Find the line containing "### Checklist" in the entries below. Restate it and each line after it, word for word, up to and including the line containing "import androidx.core.view.isVisible".

Saved entries
--*--
PR #613, opened 2021-07-13
Checkout progress

hugokallstrom:
### Checklist

### DIFF
--- a/app/src/main/java/com/hedvig/app/feature/offer/ui/checkout/CheckoutActivity.kt
+++ b/app/src/main/java/com/hedvig/app/feature/offer/ui/checkout/CheckoutActivity.kt
@@ -4,10 +4,12 @@ import android.content.Context
 import android.content.Intent
 import android.os.Bundle
 import android.transition.TransitionManager
+import androidx.appcompat.app.AlertDialog
 import androidx.core.view.isVisible
 import androidx.core.widget.addTextChangedListener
--*--
- Solution -
### Checklist

### DIFF
--- a/app/src/main/java/com/hedvig/app/feature/offer/ui/checkout/CheckoutActivity.kt
+++ b/app/src/main/java/com/hedvig/app/feature/offer/ui/checkout/CheckoutActivity.kt
@@ -4,10 +4,12 @@ import android.content.Context
 import android.content.Intent
 import android.os.Bundle
 import android.transition.TransitionManager
+import androidx.appcompat.app.AlertDialog
 import androidx.core.view.isVisible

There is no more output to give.